Ten RCTs (n not reported) were included.
The proportion of patients randomised but not transfused ranged from 2 to 73% across the 8 studies reporting this information. Four studies analysed patients according to the allocated treatment group, one study analysed patients according to the product they received, and one study excluded patients who had received the wrong product from analysis. The other 4 studies did not report protocol deviations.
Post-operative infection.
The reduction in post-operative infection with leukoreduced transfusion compared with non-leukoreduced transfusion was not statistically significant for all patients randomised (n=3,073; RR 0.76, 95% CI: 0.54, 1.08), but was statistically significant for transfused patients (n=2,358; RR 0.60, 95% CI: 0.38, 0.93).
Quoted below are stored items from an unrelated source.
PR #5462, opened 2026-08-14
Fix disabling target filtering for target allocator

### LINKED ISSUE #5444: Impossible to set `filterStrategy: ""`
### Component(s)

_No response_

## Description

Hi,

For quite some time now we have the problem that the TargetAllocator scrapes all serviceMonitors, but due to the filterStrategy half of the targets are not properly ingested in our Mimir instance. We tried setting `filterStrategy` to `""`, but everytime we try this the operator sets it back to `relabel-config`.

## Steps to Reproduce

Set `filterStrategy: ""`

## Expected Result

`filterStrategy:""` should set the `filterStrategy` to `""` and not to `relabel-config`

## Actual Result

The operator always assumes `filterStrategy:""` is unset and sets it back to `relabel-config`.

### Kubernetes Version

v1.36.0-gke.3070003

### Operator version

0.115.1

### Collector version

v0.156.0

### Environment information

_No response_

### Log output

```shell

```

### Additional context

_No response_

### Tip

swiatekm:
**Description:**

The value intended to disable target filtering - `filterStrategy: ""` was lost during reconciliation. When the operator instantiates the TargetAllocator CR as a Go struct, the empty string is treated as no value, which falls back to the default after admission. 

Add a new, explicit `none` value while keeping the empty one for compatibility and fix the serialization. Fixing requires making the field a pointer and take `nil` as "no value".  This is a breaking change in the Go API, but not the CRD.

I've also made the target allocator config file parsing stricter. It now only accepts `""`, `none` and `relabel-config` as values and fails validation otherwise.

- Resolves: https://github.com/open-telemetry/opentelemetry-operator/issues/5444

**Testing:**

Unit tests and an addition to the smoke e2e test.

### DIFF
--- a/cmd/otel-allocator/internal/target/discovery_test.go
+++ b/cmd/otel-allocator/internal/target/discovery_test.go
@@ -772,7 +772,7 @@ func TestReloadAppliesRelabelFilteringWhenEnabled(t *testing.T) {
 // disables filtering during discovery: targets are kept even if relabel_configs would drop them.
 func TestReloadSkipsRelabelFilteringWhenDisabled(t *testing.T) {
 	var got []*Item
-	d := newTestDiscoverer(t, "", func(targets []*Item) { got = targets })
+	d := newTestDiscoverer(t, "none", func(targets []*Item) { got = targets })
 
 	scrapeConfigs := []*promconfig.ScrapeConfig{
 		{
--- a/cmd/otel-allocator/internal/target/discovery_test.go
+++ b/cmd/otel-allocator/internal/target/discovery_test.go
@@ -64,7 +64,7 @@ func TestDiscovery(t *testing.T) {
 	require.NoError(t, err)
 	d := discovery.NewManager(ctx, config.NopLogger, registry, sdMetrics)
 	results := make(chan []string)
-	manager, err := NewDiscoverer(ctrl.Log.WithName("test"), d, RelabelConfigFilterStrategy, scu, func(targets []*Item) {
+	manager, err := NewDiscoverer(ctrl.Log.WithName("test"), d, config.FilterStrategyRelabelConfig, scu, func(targets []*Item) {
 		var result []string
 		for _, t := range targets {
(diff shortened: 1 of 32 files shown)


cmd/otel-allocator/internal/target/discovery_test.go
```diff
@@ -772,7 +772,7 @@ func TestReloadAppliesRelabelFilteringWhenEnabled(t *testing.T) {
 // disables filtering during discovery: targets are kept even if relabel_configs would drop them.
 func TestReloadSkipsRelabelFilteringWhenDisabled(t *testing.T) {
 	var got []*Item
-	d := newTestDiscoverer(t, "", func(targets []*Item) { got = targets })
```
iypetrov, line 775: Does it makes sense to keep a scenario for `""` as well as for `"none"` to be sure that the operator is backwards compatible. Probably can add a comment that says that `"none"` is preferred option.

iypetrov (commented):
This change looks good to me and it is a nice enhancement.

cmd/otel-allocator/internal/target/discovery_test.go
swiatekm: Honestly, what I should do is properly normalize this at config loading. Right now, this field accepts any string and only does anything if the value is `relabel-config`. The CRD rejects other values, but the raw target allocator config doesn't, and I can easily fix this here. Thanks for pointing it out!

iypetrov: I don't know if it makes sense to you, but I think if we make `""` enum value and mark it as deprecated would be cleaner. Later on we could remove it as an option. wdyt

swiatekm: It effectively is after my most recent commit. I'm not sure it's actually worth it to drop the old value, though.

TylerHelmuth (approved):

PR #5484, opened 2026-08-17
chore: add revision tagging for auto-instrumentation images

TylerHelmuth:
**Description:**
Adds a new tag to all our published auto-instrumenation image that is `<sdk-version>-<revision>`. This allows us to change the image without having to change the referenced sdk number. Revisioning follows these rules, which are documented in a new README for the `autoinstrumentation` folder:

1. if the sdk version ever changes, `revision` is set to `1`.
2. if anything about the image changes unrelated to the sdk version, `revision` is incremented.

The original tags are left in place so that existing pins are honored. 

**Testing:**

Local testing of the script 

Added a new readme to further document our auto-instrumentation images and the new tagging.


jaronoff97 (approved):

.github/workflows/scripts/check-autoinstrumentation-revision.sh
```diff
@@ -0,0 +1,99 @@
...
+
+source_file() {
+  case "$1" in
+    python) echo "autoinstrumentation/python/requirements.txt" ;;
+    nodejs) echo "autoinstrumentation/nodejs/package.json" ;;
+    *) echo "autoinstrumentation/$1/version.txt" ;;
+  esac
+}
+
+read_sdk_version() {
```
swiatekm: This is just an observation, but if we're adding a canonical way to get the sdk version from an instrumentation directory, then we can also use it further automate releases. That's an argument for this logic to live in a script elsewhere, maybe ./hack?

swiatekm (commented):
Can we automate bumping the revision number? As is, every renovate PR changing the busybox image will fail until we manually bump the revision.

.github/workflows/scripts/check-autoinstrumentation-revision.sh
TylerHelmuth: Ya I can move it to hack

iblancasa (approved):

swiatekm (approved):

.github/workflows/bump-autoinstrumentation-revision.yaml
```diff
@@ -0,0 +1,96 @@
...
+    steps:
+    - name: Generate otelbot token
+      uses: actions/create-github-app-token@bcd2ba49218906704ab6c1aa796996da409d3eb1 # v3.2.0
+      id: otelbot-token
+      with:
+        client-id: ${{ vars.OTELBOT_OPERATOR_CLIENT_ID }}
+        private-key: ${{ secrets.OTELBOT_OPERATOR_PRIVATE_KEY }}
+        permission-contents: write
+
+    - name: Check out the pull request branch
```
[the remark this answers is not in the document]
TylerHelmuth: The purpose of this action is to update PR branches that originate from this repo from renovate

Issue #5183, opened 2026-06-03
Allow allocation strategies to be configured


swiatekm:
### Component(s)

target-allocator

### Is your feature request related to a problem? Please describe.

Allocation strategies employed by the target allocator don't permit any configuration. The only exception is the `per-node` strategy, which is configured via a feature gate - a state far from ideal. We have a fair amount of issues which come down to wanting to configure the strategies in some specific way: 

- #3128
- #4923
- #5156
- #3759
- #3892
- #3530
- #4133

We should allow strategies to be configured via the Collector and TargetAllocator CRDs. The specifics will be up to the individual issues, but as a starting point, the fallback strategy feature flag should become a CRD field.

### Describe the solution you'd like

In the target allocator config, we can do the following:

```yaml
allocation_strategy: per_node
allocation_strategy_config:
  per_node:
    fallback_strategy: consistent_hashing
```

And in the CRD:

```yaml
allocationStrategy: per-node
allocationStrategyConfg:
  perNode:
    fallBackStrategy: consistent-hashing
```

The reason I'd like to have a separate section per strategy is that they will accept different configuration options, and this makes it clear what can go where. There might eventually be a common section, but right now I don't see a need.

### Describe alternatives you've considered

There isn't really an alternative, other than simply not doing it and rejecting all the enhancements that require it. The config format is up for discussion.

### Tip

<sub>[React](https://github.blog/news-insights/product-news/add-reactions-to-pull-requests-issues-and-comments/) with 👍 to help prioritize this issue. Please use comments to provide useful context, avoiding `+1` or `me too`, to help us triage it. Learn more [here](https://opentelemetry.io/community/end-user/issue-participation/).</sub>

iypetrov:
@swiatekm can I try working on this one?

swiatekm:
@iypetrov I'm working on it, and I'll start submitting PRs to this repo's upstream very soon. If you'd like to see my progress, I've got a few PRs open in my fork: https://github.com/swiatekm/opentelemetry-operator/pull/151. I'm currently finalizing how partitioning would work, and I might end up needing an RFC before we're done, since it's a pretty substantial change.

PR #5492, opened 2026-08-20
Add ability to configure allocation strategies in the target allocator

swiatekm:
**Description:**

Add an `allocation_strategy_config` section to the target allocator configuration. This section is keyed by strategy name and allows the strategy to be configured. Right now, the only configuration option is setting a fallback strategy for `per_node`:

```yaml
allocation_strategy: per_node
allocation_strategy_config:
  per_node:
    fallback_strategy:
      name: consistent-hashing
```

The current way of configuring this still works, but is marked deprecated. The intent is to do the same thing at the CRD level in a follow-up and retire the current Alpha feature flag.

This PR adds the internal wiring for configuring strategies and is pretty straightforward in its logic. There's a generic way to build strategies based on a config, and it's called in builder functions so an actual strategy constructor can simply take a strategy object as a parameter without worrying about how it was built.

- Relates https://github.com/open-telemetry/opentelemetry-operator/issues/5183

**Testing:**

Added unit tests.

**Documentation:**

Documented the new option in the README.


jaronoff97 (approved):
all looks good to me, glad to see this simplified. Removing the providers is fine with me, IMO we had more dreams for it that never came to be that now we don't need in this way.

Post-operative infection was statistically significantly reduced with a bedside filter for all patients randomised (RR 0.38, 95% CI: 0.26, 0.54), for transfused patients (RR 0.19, 95% CI: 0.06, 0.58), for all cardiac patients randomised (RR 0.82, 95% CI: 0.63, 1.00) and for transfused cardiac patients (RR 0.77, 95% CI: 0.61, 0.97). There was no statistically significant difference between leukoreduction using pre- or post-storage filters and non-leukoreduced transfusion.
Mortality.
Mortality was not statistically significantly reduced with leukoreduced transfusion for all patients randomised (n=5,597; RR 0.71, 95% CI: 0.45, 1.13) or for transfused patients (RR 0.61, 95% CI: 0.36, 1.04).
Cancer recurrence (1 study, n=not reported). Based on 1 study, there was no statistically significant difference between leukoreduced transfusion and non-leukoreduced transfusion in cancer recurrence for all patients randomised (27.9% versus 27.8%, P>0.05) or for transfused patients (28.4% versus 31.2%, P>0.05).